А вообще-то я был тогда дураком. Если бы я только знал, что наша супружеская жизнь превратится в сплошную ругань и в нескончаемые попытки превзойти друг друга в связях на стороне, всевозможных излишествах и пьянстве, то с самого начала отказался бы от этой затеи. Ну… надеюсь, что отказался бы. Куинн, зараза, умела на ровном месте довести меня до ревности, ну и я, естественно, начал погуливать в ответ. А потом, после двух выкидышей, Куинн стала притаскивать в постель бутылку и бухала до утра, и я, конечно же, тоже пристрастился. Дошло до того, что я погряз в пьянстве и совсем не мог без спиртного. Мы пробовали лечить меня — в Нью-Мехико и в Нью-Йорке, — но этого лечения хватало ненадолго, а когда переехали в Париж, то там вовсю уже шла война, и нам стало не до моего пьянства.

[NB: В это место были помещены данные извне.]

PR #1218, opened 2015-03-04
Execution get improvements - automatically infer action type from the execution and format user-friendly output accordingly

Kami:
## Changes

1. We now automatically infer action type (workflow / non-workflow) when using `execution get` command. If execution refers to a workflow, `--tasks` option is implied and the output formatted accordingly. If user wants a raw (non formatted output), they can use the existing `-d` flag or a new `--raw` flag. For backward compatibility reasons, `--tasks` option wasn't removed and is still there.

2. Print an error if user uses `--tasks` option with a non-workflow action (tasks doesn't make sense there).

Example outputs - https://gist.github.com/Kami/6702083a1a05e0b47f19

### DIFF
--- a/CHANGELOG.rst
+++ b/CHANGELOG.rst
@@ -9,6 +9,8 @@ v0.8.1 - in development
   and ``/actionexecutions/<execution id>/`` endpoint (new-feature)
 * Add new ``/actionexecutions/<id>/attribute/<attribute name>`` endpoint which allows user to
   retrieve a value of a particular action execution attribute. (new-feature)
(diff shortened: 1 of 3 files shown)


dzimine:
LGTM.
Can you add the same to `st2 run my.workflow_action` defaults?

Kami:
@dzimine I can do it, but it requires some refactoring.

Maybe merge this first and work on run change in a separate branch? This way, run change doesn't block 0.8.1 if we want to get it out asap.

dzimine:
Sure!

А потом я встретил Клотильду. Она была полной противоположностью Куинн. И, когда я ради нее начал вести трезвый образ жизни, Куинн ушла от меня. Только уже после развода она сообщила мне, что у меня есть ребенок. Потом мы с Клотильдой поженились и были счастливы какое-то время — по крайней мере, до переезда в Голливуд, хотя, может быть, все это началось еще во Франции… В итоге она стала знаменитой, тысячи мужчин мечтали о ней, а обо мне публика напрочь забыла, и кто отважится упрекнуть меня в том, что я стал искать утешения на стороне? Никто. Но Клотильда в конечном счете попала в психушку, а я совсем раскис и сломался и назанимал денег у всех, у кого только можно было, и вот теперь все, что у меня есть, это Ви.